She had revealed that her father kept a stylus and wax tablet by his pillow so that he could practise his letters in secret but was
making little progress. He knew how to write his name, of course. He had developed an impressive royal signature full of flourishes and cross-strokes. He scratched it on official documents prepared
by his secretaries, and although he might puzzle out a handful of words, reading an entire book was well beyond the limits of his capability.
Carolus’s initial boyishness had been replaced by something almost conspiratorial, as if he was about to share a secret with me.
‘Besides learning how to look after an aurochs, you will procure some other animals as my gifts for the caliph Haroun,’ he said.

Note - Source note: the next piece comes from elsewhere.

PR #136, opened 2020-07-02
Feature/tdp 57 add max attempts to line items

Babacooll:
Ticket : https://oat-sa.atlassian.net/browse/TDP-57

‘At Your Majesty’s command,’ I answered. There was no mistaking his tone of voice; this was an order and I had no choice in the matter. He had no need to remind me that I was
an exile from my homeland and depended on Carolus for my entire existence. I was completely at the king’s disposal.
‘Alcuin told you that the elephant that died was near-white? And that white is the royal colour in Baghdad?’
‘He did, Your Majesty.’
The king opened the book. ‘Besides a pair of live aurochs, I have decided to present the caliph with a selection of different and interesting animals, all of them white.’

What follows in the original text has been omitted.